If true, this theory would unify gravity with electromagnetism — an unexpected resolution to the long search for a unified theory. It would neatly answer the general relativity paradox. In this view, gravitation is caused by secondary fields induced by the zero-point field; the zero-point field, in and of itself, cannot produce gravitation.
The second theory is our proposed mechanism for inertia. Einstein's principle of equivalence tells us that inertial and gravitational mass are the same. If gravitation is electromagnetic, inertia must be, too. This implies a complete rethinking of what matter really is.
The zero-point field is completely uniform for observers in uniform motion. But it is asymmetric for observers in accelerated motion. In 1994, we and Puthoff examined a phenomenon no one had thought to investigate before: how the magnetic component of the zero-point field interacts with matter during acceleration. The result was surprising, to say the least. The magnetic Lorentz force opposed acceleration with a strength that varied in direct proportion to the magnitude of the acceleration (see figure). It looked like a derivation of Newton's second law, F=ma, heretofore considered an underivable postulate.
What we feel and interpret as "mass'' is, in this theory, an electromagnetic resistance arising out of the zero-point field. If it is true that mass is a consequence of charge, rather than an inherent property of matter, it might be possible (in the distant future) to build anti-gravity devices that would switch off the inertia of objects.
Are there objections to this theory? Certainly. We propose it not as a done-deal, but as a new approach to long-standing, unresolved fundamental problems. There are two major reservations. First, we treated the quantum vacuum as if it were a perfectly real electromagnetic field. The available evidence on this issue is ambiguous, and more experiments need to be done — ranging from laboratory measurements of the Casimir force to astronomical observations of large-scale structure in the universe.

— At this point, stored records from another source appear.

PR #1147, opened 2015-01-12
Fix typo in archiving task

justinvdm:


justinvdm:
Ready for review. Initially tried add a test for the fix, it doesn't seem moto offers anything for inspecting the headers. Tried mocking things out, but it was getting complicated, and I'm not sure if the returns are great  enough to go through that much trouble just to check that we have a content type header set to `'application/json; charset=utf-8'`. Happy to investigate further and try add a test if whoever reviews this thinks its necessary.

hodgestar:
Woot on catching this. I filed https://github.com/spulec/moto/issues/274 when I tried to test the headers before. It's been fixed but we'll need a new moto release before we can use it.

hodgestar:
:+1:

justinvdm:
> Woot on catching this. I filed spulec/moto#274 when I tried to test the headers before. It's been fixed but we'll need a new moto release before we can use it.

Ah right, thanks, remember you mentioning this before now.

PR #1149, opened 2015-01-13
Don't monkeypatch socket module

jerith:
`moto` does this, and it breaks all other network access in obscure ways.


jerith:
I still need direct tests for `S3Helper`, but everything else should be ready for an initial review.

Second, even our simple model demanded a complex mathematical analysis, which is difficult to verify. For instance, we ignored non-electromagnetic vacuum fields, such as those associated with the gluon particles that bind quarks together. We are now completing a different approach that avoids this and other problems, and the preliminary results have confirmed the first approach. We hope that more researchers will look into these problems, drawn by the appeal of unsuspected deep connections.
Illustration caption
The origin of inertia? Quantum mechanics predicts that photons are constantly flitting on and off the stage of existence. These photons are "virtual'' in that each survives so short a time that the rest of us hardly notice. Collectively, however, they have observable effects, one of which was predicted by physicists Paul Davies and William Unruh in the mid-1970s and studied in detail by the authors. To a particle sitting still or moving uniformly, the field of virtual photons looks the same in all directions (top left). But as the particle begins to accelerate, the field ceases to look the same in the fore and aft directions (top center). For faster accelerations, the asymmetry worsens (top right). Physicists had thought the Davies-Unruh effect was an esoteric curiosity significant only near black holes. But the authors have found that the asymmetry creates a force similar to the radiation pressure that pushes cometary dust tails away from the Sun. This force always opposes the acceleration (bottom). Voilà, inertia. Diagrams by Bernhard M. Haisch.